• _WHAT THE TASK ASKS_: What you return must match every record word for word.
+---+
PR #3365, opened 2025-10-01
Adding support for managed connection pooling in CloudSQL

ramja-google:
Added support for [managed connection pooling](https://cloud.google.com/sql/docs/postgres/configure-mcp#terraform)  in postgres cloud sql enterprise plus instances. This includes changing the main.tf to add the logic and introducing new a variable in  variable.tf file to enable this feature. The various optional flags that accompany the feature are accepted in a map of string.

---
**Checklist**

- [ X] Read the [contributing guide](https://github.com/GoogleCloudPlatform/cloud-foundation-fabric/blob/master/CONTRIBUTING.md)
- [X ] Ran `terraform fmt` on all modified files
- [X ] Made sure all relevant tests pass


modules/cloudsql-instance/main.tf
```diff
@@ -127,6 +127,22 @@ resource "google_sql_database_instance" "primary" {
       }
     }
 
+    dynamic "connection_pool_config" {
+      # Only enable for PostgreSQL on Enterprise Plus edition.
+      for_each = var.managed_connection_pooling_config.enabled && local.is_postgres && var.edition == "ENTERPRISE_PLUS" ? [1] : []
```
juliocc: ensure this doesn't fail if `var.managed_connection_pooling_config` is unset

modules/cloudsql-instance/main.tf
```diff
@@ -127,6 +127,22 @@ resource "google_sql_database_instance" "primary" {
...
+      content {
+        connection_pooling_enabled = true
+        dynamic "flags" {
+          for_each = var.managed_connection_pooling_config.flags != null ? var.managed_connection_pooling_config.flags : {}
```
juliocc: with the proposed type below, the null check is redundant.

modules/cloudsql-instance/variables.tf
```diff
@@ -176,6 +176,19 @@ variable "maintenance_config" {
...
+  description = "Configuration for Managed Connection Pooling. NOTE: This feature is only available for PostgreSQL on Enterprise Plus edition instances."
+  type = object({
+    enabled = bool
+    flags   = map(string)
+  })
+  default = {
+    enabled = false
+    flags   = {}
+  }
+  nullable = false
```
juliocc, line 186: 1. this should include a validation to ensure is only set for the proper edition.
2. a better type for this variable would be
```terraform
variable "managed_connection_pooling_config" {
  type = object({
    enabled = optional(bool, false)
    flags   = optional(map(string), {})
  })
  default = {}
  nullalble = false
}
```

ghost: Thanks for the suggestion. I updated the variable.

modules/cloudsql-instance/main.tf
ghost: Agreed and actioned

modules/cloudsql-instance/main.tf
ghost: It's set as optional with default values..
+---+
• _RESPONSE TO THIS TASK_:
PR #3365, opened 2025-10-01
Adding support for managed connection pooling in CloudSQL

ramja-google:
Added support for [managed connection pooling](https://cloud.google.com/sql/docs/postgres/configure-mcp#terraform)  in postgres cloud sql enterprise plus instances. This includes changing the main.tf to add the logic and introducing new a variable in  variable.tf file to enable this feature. The various optional flags that accompany the feature are accepted in a map of string.

---
**Checklist**

- [ X] Read the [contributing guide](https://github.com/GoogleCloudPlatform/cloud-foundation-fabric/blob/master/CONTRIBUTING.md)
- [X ] Ran `terraform fmt` on all modified files
- [X ] Made sure all relevant tests pass


modules/cloudsql-instance/main.tf
```diff
@@ -127,6 +127,22 @@ resource "google_sql_database_instance" "primary" {
       }
     }
 
+    dynamic "connection_pool_config" {
+      # Only enable for PostgreSQL on Enterprise Plus edition.
+      for_each = var.managed_connection_pooling_config.enabled && local.is_postgres && var.edition == "ENTERPRISE_PLUS" ? [1] : []
```
juliocc: ensure this doesn't fail if `var.managed_connection_pooling_config` is unset

modules/cloudsql-instance/main.tf
```diff
@@ -127,6 +127,22 @@ resource "google_sql_database_instance" "primary" {
...
+      content {
+        connection_pooling_enabled = true
+        dynamic "flags" {
+          for_each = var.managed_connection_pooling_config.flags != null ? var.managed_connection_pooling_config.flags : {}
```
juliocc: with the proposed type below, the null check is redundant.

modules/cloudsql-instance/variables.tf
```diff
@@ -176,6 +176,19 @@ variable "maintenance_config" {
...
+  description = "Configuration for Managed Connection Pooling. NOTE: This feature is only available for PostgreSQL on Enterprise Plus edition instances."
+  type = object({
+    enabled = bool
+    flags   = map(string)
+  })
+  default = {
+    enabled = false
+    flags   = {}
+  }
+  nullable = false
```
juliocc, line 186: 1. this should include a validation to ensure is only set for the proper edition.
2. a better type for this variable would be
```terraform
variable "managed_connection_pooling_config" {
  type = object({
    enabled = optional(bool, false)
    flags   = optional(map(string), {})
  })
  default = {}
  nullalble = false
}
```

ghost: Thanks for the suggestion. I updated the variable.

modules/cloudsql-instance/main.tf
ghost: Agreed and actioned

modules/cloudsql-instance/main.tf
ghost: It's set as optional with default values..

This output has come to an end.